> [Requirement]:
Quote the entries below from the line with "- scan states" through the line with "- cursor should", both ends included, and only those lines.

> [Input data]:
>>>>

PR #538, opened 2022-07-14
UI fixes

### LINKED ISSUE #534: Kilian's suggested UI fixes
- scan states always show "unreviewed" in tooltips and donut chart
- scan decision code should come with a tooltip showing the full text of the decision type in the previous decisions box
- cursor should change to pointer finger when hovering over the scan link
- emails should include scan link, subject id, and session id
- screenshots attached to emails should include crosshairs if the main view has crosshairs enabled
- window width & level widget redesign (#214)

annehaley:
Resolves #534 
I could not replicate the first item, wherein the states of scans with existing ScanDecisions show up as unreviewed.

### DIFF
--- a/web_client/src/components/ControlPanel.vue
+++ b/web_client/src/components/ControlPanel.vue
@@ -204,120 +204,108 @@ export default {
             height="100%"
             elevation="3"
           >
-            <v-container fluid>
-              <v-flex
-                class="d-flex justify-space-between"
+            <div style="display: flex">
+              <v-container>
+                <v-row no-gutters>
+                  <v-col cols="3">
+                    Project:
+                  </v-col>
+                  <v-col cols="9">
+                    {{ currentViewData.projectName }}
+                  </v-col>
+                </v-row>
+                <v-row no-gutters>
+                  <v-col cols="3">
+                    Experiment:
+                  </v-col>
+                  <v-col cols="9">
+                    <div v-if="lockOwner">
+                      <div>
+                        {{ currentViewData.experimentName }}
+                        <UserAvatar
+                          v-if="lockOwner"
+                          :target-user="lockOwner"
+                          as-editor
+                        />
+                      </div>
+                    </div>
+                  </v-col>
+                </v-row>
+                <v-row no-gutters>
+                  <v-col cols="3">
+                    Subject:
+                  </v-col>
+                  <v-col cols="9">
+                    <b>{{ currentViewData.scanSubject || 'None' }}</b>
+                  </v-col>
+                </v-row>
+                <v-row no-gutters>
+                  <v-col cols="3">
+                    Session:
+                  </v-col>
+                  <v-col cols="9">
+                    <b>{{ currentViewData.scanSession || 'None' }}</b>
+                  </v-col>
+                </v-row>
+              </v-container>
+              <div
+                v-if="scanCachedPercentage < 1 && scanCachedPercentage > 0"
+                class="ma-10"
               >
-                <div
-                  class="d-flex"
-                  style="flex-direction:column; row-gap: 10px;"
-                >
-                  <span>Project:</span>
-                  <span>Experiment:</span>
-                </div>
-                <div
-                  rows="2"
-                  class="py-3"
-                  style="text-align: center; height: 70px"
-                >
-                  <div v-if="scanCachedPercentage < 1 && scanCachedPercentage > 0">
-                    <v-progress-circular
-                      :value="scanCachedPercentage * 100"
-                      color="blue"
-                    />
-                    <div> Loading... </div>
-                  </div>
-                </div>
-                <div
-                  v-if="lockOwner"
-                  class="grey--text d-flex"
-                  style="text-align: right; flex-direction:column; row-gap: 5px;"
-                >
-                  <span>{{ currentViewData.projectName }}</span>
-                  <div>
-                    <UserAvatar
-                      v-if="lockOwner"
-                      :target-user="lockOwner"
-                      as-editor
-                    />
-                    {{ currentViewData.experimentName }}
-                  </div>
-                </div>
-              </v-flex>
-              <v-row
-                v-if="currentViewData.scanSession || currentViewData.scanSubject"
-                no-gutters
+                <v-progress-circular
+                  :value="scanCachedPercentage * 100"
+                  color="blue"
+                />
+                <div> Loading... </div>
+              </div>
+            </div>
+            <v-textarea
+              v-model="currentViewData.experimentNote"
+              filled
+              :disabled="!experimentIsEditable"
+              no-resize
+              height="60px"
+              hide-details
+              name="input-experiment-notes"
+              label="Experiment Notes"
+              placeholder="There are no notes on this experiment."
+              style="margin-top: 15px;"
+              class="mx-3"
+              @input="handleExperimentNoteChange"
+            />
+            <v-row no-gutters>
+              <v-col
+                :class="newExperimentNote.length > 0 ? 'blue--text' : 'grey--text'"
+                style="text-align: right"
+                class="px-3"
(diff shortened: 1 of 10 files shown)


web_client/src/components/EmailDialog.vue
```diff
@@ -84,10 +84,19 @@ export default defineComponent({
       if (this.user) {
         this.cc.push(this.user.email);
       }
+
+      console.log(this.currentScan);
```
zachmullen:
```suggestion
      console.log(this.currentScan);
```

web_client/src/components/VtkViewer.vue
```diff
@@ -249,33 +248,56 @@ export default {
...
-      Vue.nextTick(() => {
-        fill2DView(this.view);
-        setTimeout(() => {
-          this.resized = true;
-        });
-      });
+      setTimeout(() => {
+        this.$refs.viewer.style.width = 'inherit';
+        this.$refs.viewer.style.width = `${this.$refs.viewer.clientWidth - 3}px`;
+      }, 100);
```
zachmullen, line 300: Why setTimeout with 100ms? If `nextTick` isn't sufficient, this probably merits a comment explaining why.

zachmullen (changes requested):

web_client/src/components/VtkViewer.vue
annehaley: I wish I could explain why; it had me stumped for a while. But I don't know why `Vue.nextTick` didn't work. It fired, but failed to resize the image.

web_client/src/components/EmailDialog.vue
annehaley: Changed in [5fbde61](https://github.com/OpenImaging/miqa/pull/538/commits/5fbde613f889ef3cde2eb59ce38e845ca95c696c)

web_client/src/components/VtkViewer.vue
zachmullen: Ah ok. Maybe we need to listen to the viewer element's native resize event and then trigger this as a callback?

annehaley: We have a resizeObserver which observes `this.$refs.viewer`. It fires as well, but also fails to resize the image. The only way I found to work was with a slight delay, doing something that would cause the resizeObserver to trigger

kipohl:
@annehaley so UN is unusable - anything else you want me to check on ?

annehaley:
>  anything else you want me to check on ?

@kipohl  What do you think of this control panel layout? You asked for a change in the alignment of scan name, scan subject, scan session, and frame number. I moved some things around to re-fit the three sub-panels:
image

kipohl:
a) Scan Subject and Scan Session should be labelled Subject and Session 
b) Given that those are not scan specific I think it would be most intuitive to move those to the left pannel and move Window width and level to the middle panel  (also those are far down - should be closer to the window itself) - so middle pannel would be scan , frame , window level /width . If you are running out of space put the scan on the left panel.
c) Window presets could stay on the left pannel as again those are not scan specific or move it to the middle , 
d) Displaying cross hair (and next to it)  should be again on left panel

annehaley:
@kipohl How about this?
image

kipohl:
much , much better 
left panel: Order Project, Subject , Experiment , Session 
middle panel: create a box with just window stuff so you can shorten text to width, length , preset  - move locks further to the right

annehaley:
I changed the appearance of the window widget: 
image

But can I ask why the reordering of labels in the left panel? In Curt's use case, both the subject and session may change per experiment and per scan. So putting subject between project and experiment may be confusing.

kipohl:
better - what about just having window appear once to reduce text

kipohl:
e.g. as header of box - if you put it on the bound it should not take up too much more vertical space

kipohl:
something like Window Setting

kipohl:
also do not know why preset options has to appear twice - again you can save here some vertical space

kipohl:
in left panel would not align second column on the right but on left -

kipohl:
labels and values are too far away from each other so that it makes harder to read

curtislisle:
I like the new widget. I suggest  we put only the word “window” on the top slider and only “level” on the bottom slider.

annehaley:
With the new changes, the control panel now looks like this:
image

kipohl:
I find it much cleaner - one question - is the window preset applied to an individual scan or once it is said it is applied to the next scan too ? If the second, then window preset should be moved to the left panel - maybe then include a box around cross hair, ... , window preset with the label settings

annehaley:
> I find it much cleaner - one question - is the window preset applied to an individual scan or once it is said it is applied to the next scan too ? If the second, then window preset should be moved to the left panel - maybe then include a box around cross hair, ... , window preset with the label settings

Any changes to the window settings can be carried over to the next scan by toggling the lock on those settings. Applying a preset changes the width and level values. Whether those new values carry over is dependent on the lock state. I think we should keep the preset options with the rest of the window widget.

kipohl:
To clarify - do you mean frame by scan ? If so this would be the wrong behavior in general - locks should only be in place per frame not scan

annehaley:
This can be up to the user. If they unlock the window width & level after finishing a scan, navigating to the next one will reset those values. Keeping the window locked between frames is doable, or keeping the window locked between scans, or between experiments.

kipohl:
can you then have a switch in the left panel stating that window lock should be kept across scans ? 
I am asking as for for my use case the default logic makes no sense but I can think of others where it would

web_client/src/components/ControlPanel.vue
```diff
@@ -204,92 +204,108 @@ export default {
...
+              v-model="currentViewData.experimentNote"
+              filled
+              :disabled="!experimentIsEditable"
+              no-resize
+              height="60px"
+              hide-details
+              name="input-experiment-notes"
+              label="Experiment Notes"
+              placeholder="There are no notes on this experiment."
+              style="margin-top: 15px;"
```
zachmullen: Why not just apply another vuetify class like `mt-2`?

web_client/src/components/ControlPanel.vue
```diff
@@ -204,92 +204,108 @@ export default {
...
+              class="mx-3"
+              @input="handleExperimentNoteChange"
+            />
+            <v-row no-gutters>
+              <v-col
+                :class="newExperimentNote.length > 0 ? 'blue--text' : 'grey--text'"
+                style="text-align: right"
```
zachmullen: Isn't there a vuetify class for this as well?

web_client/src/components/ControlPanel.vue
```diff
@@ -204,92 +204,108 @@ export default {
             height="100%"
             elevation="3"
           >
-            <v-container fluid>
-              <v-flex
-                class="d-flex justify-space-between"
+            <div style="display: flex">
```
zachmullen: Why the manual style tag here? Isn't flexbox stuff handled for us with vuetify layout utilities?

annehaley: Changed in [f47f9d9](https://github.com/OpenImaging/miqa/pull/538/commits/f47f9d99cc6d01d74b68bc856401f459866cc609)

web_client/src/components/ControlPanel.vue
annehaley: Changed in [f47f9d9](https://github.com/OpenImaging/miqa/pull/538/commits/f47f9d99cc6d01d74b68bc856401f459866cc609)

web_client/src/components/ControlPanel.vue
annehaley: Changed in [f47f9d9](https://github.com/OpenImaging/miqa/pull/538/commits/f47f9d99cc6d01d74b68bc856401f459866cc609)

<<<<

> [Result of this task]:
- scan states always show "unreviewed" in tooltips and donut chart
- scan decision code should come with a tooltip showing the full text of the decision type in the previous decisions box
- cursor should change to pointer finger when hovering over the scan link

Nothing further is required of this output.